§ **What is being asked**: There is material below. Print exactly the lines starting at the line with "Issue #253, opened 2018-08-23" and ending at the line with "CLI is adjusted", ends included, and no others.

#### Record extracts

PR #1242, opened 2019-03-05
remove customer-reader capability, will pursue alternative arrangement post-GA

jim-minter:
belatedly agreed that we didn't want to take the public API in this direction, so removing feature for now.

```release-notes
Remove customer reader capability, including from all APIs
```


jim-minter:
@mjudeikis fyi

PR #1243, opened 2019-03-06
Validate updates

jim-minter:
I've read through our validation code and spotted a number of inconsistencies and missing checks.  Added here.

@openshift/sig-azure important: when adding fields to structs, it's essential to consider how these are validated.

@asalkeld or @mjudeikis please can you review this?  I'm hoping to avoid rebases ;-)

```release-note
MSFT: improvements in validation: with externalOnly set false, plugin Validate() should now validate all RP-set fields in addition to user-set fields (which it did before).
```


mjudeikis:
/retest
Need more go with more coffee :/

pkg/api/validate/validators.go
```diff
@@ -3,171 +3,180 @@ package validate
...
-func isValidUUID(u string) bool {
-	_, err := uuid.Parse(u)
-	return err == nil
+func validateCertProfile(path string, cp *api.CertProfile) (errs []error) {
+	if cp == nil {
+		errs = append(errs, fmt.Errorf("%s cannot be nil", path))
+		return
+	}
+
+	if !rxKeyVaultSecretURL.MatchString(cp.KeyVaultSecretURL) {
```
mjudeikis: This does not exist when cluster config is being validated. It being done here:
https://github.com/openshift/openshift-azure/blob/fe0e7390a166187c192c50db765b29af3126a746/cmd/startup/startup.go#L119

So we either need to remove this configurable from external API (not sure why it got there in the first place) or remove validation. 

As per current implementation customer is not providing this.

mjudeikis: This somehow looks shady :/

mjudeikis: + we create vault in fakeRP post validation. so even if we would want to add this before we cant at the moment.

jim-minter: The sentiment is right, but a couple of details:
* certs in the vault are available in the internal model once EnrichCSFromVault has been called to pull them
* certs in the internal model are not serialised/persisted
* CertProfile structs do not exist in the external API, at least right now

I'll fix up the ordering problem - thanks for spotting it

########
#### Record extracts

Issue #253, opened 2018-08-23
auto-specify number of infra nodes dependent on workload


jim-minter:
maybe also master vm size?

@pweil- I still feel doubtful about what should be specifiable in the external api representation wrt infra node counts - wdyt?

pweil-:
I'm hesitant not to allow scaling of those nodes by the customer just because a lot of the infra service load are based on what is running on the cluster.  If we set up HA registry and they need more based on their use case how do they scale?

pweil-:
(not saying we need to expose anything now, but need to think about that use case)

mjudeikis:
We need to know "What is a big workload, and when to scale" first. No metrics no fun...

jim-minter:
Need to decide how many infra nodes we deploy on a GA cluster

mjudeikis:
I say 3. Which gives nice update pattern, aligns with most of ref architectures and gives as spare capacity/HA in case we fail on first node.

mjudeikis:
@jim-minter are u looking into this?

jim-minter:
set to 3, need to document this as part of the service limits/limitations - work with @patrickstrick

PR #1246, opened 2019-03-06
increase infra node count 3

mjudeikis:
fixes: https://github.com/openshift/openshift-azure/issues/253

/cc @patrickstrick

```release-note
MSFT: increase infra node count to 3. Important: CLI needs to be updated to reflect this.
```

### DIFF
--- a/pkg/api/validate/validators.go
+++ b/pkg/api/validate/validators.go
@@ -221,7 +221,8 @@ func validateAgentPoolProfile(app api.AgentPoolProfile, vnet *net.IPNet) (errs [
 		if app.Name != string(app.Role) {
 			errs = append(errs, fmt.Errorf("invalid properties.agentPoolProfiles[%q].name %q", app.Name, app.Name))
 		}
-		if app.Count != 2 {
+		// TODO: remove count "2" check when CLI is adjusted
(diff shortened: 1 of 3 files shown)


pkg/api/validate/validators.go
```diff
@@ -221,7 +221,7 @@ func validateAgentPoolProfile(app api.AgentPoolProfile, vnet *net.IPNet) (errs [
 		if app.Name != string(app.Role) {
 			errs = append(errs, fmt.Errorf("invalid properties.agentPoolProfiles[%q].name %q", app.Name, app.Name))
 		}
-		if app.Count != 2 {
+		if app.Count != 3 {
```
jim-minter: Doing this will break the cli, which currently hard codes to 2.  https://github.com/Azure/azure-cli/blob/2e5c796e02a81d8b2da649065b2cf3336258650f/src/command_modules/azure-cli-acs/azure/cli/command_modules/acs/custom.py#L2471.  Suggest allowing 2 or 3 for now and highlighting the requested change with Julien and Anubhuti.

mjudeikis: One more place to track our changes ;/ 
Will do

########

§ **Solution for this exercise**:
Issue #253, opened 2018-08-23
auto-specify number of infra nodes dependent on workload


jim-minter:
maybe also master vm size?

@pweil- I still feel doubtful about what should be specifiable in the external api representation wrt infra node counts - wdyt?

pweil-:
I'm hesitant not to allow scaling of those nodes by the customer just because a lot of the infra service load are based on what is running on the cluster.  If we set up HA registry and they need more based on their use case how do they scale?

pweil-:
(not saying we need to expose anything now, but need to think about that use case)

mjudeikis:
We need to know "What is a big workload, and when to scale" first. No metrics no fun...

jim-minter:
Need to decide how many infra nodes we deploy on a GA cluster

mjudeikis:
I say 3. Which gives nice update pattern, aligns with most of ref architectures and gives as spare capacity/HA in case we fail on first node.

mjudeikis:
@jim-minter are u looking into this?

jim-minter:
set to 3, need to document this as part of the service limits/limitations - work with @patrickstrick

PR #1246, opened 2019-03-06
increase infra node count 3

mjudeikis:
fixes: https://github.com/openshift/openshift-azure/issues/253

/cc @patrickstrick

```release-note
MSFT: increase infra node count to 3. Important: CLI needs to be updated to reflect this.
```

### DIFF
--- a/pkg/api/validate/validators.go
+++ b/pkg/api/validate/validators.go
@@ -221,7 +221,8 @@ func validateAgentPoolProfile(app api.AgentPoolProfile, vnet *net.IPNet) (errs [
 		if app.Name != string(app.Role) {
 			errs = append(errs, fmt.Errorf("invalid properties.agentPoolProfiles[%q].name %q", app.Name, app.Name))
 		}
-		if app.Count != 2 {
+		// TODO: remove count "2" check when CLI is adjusted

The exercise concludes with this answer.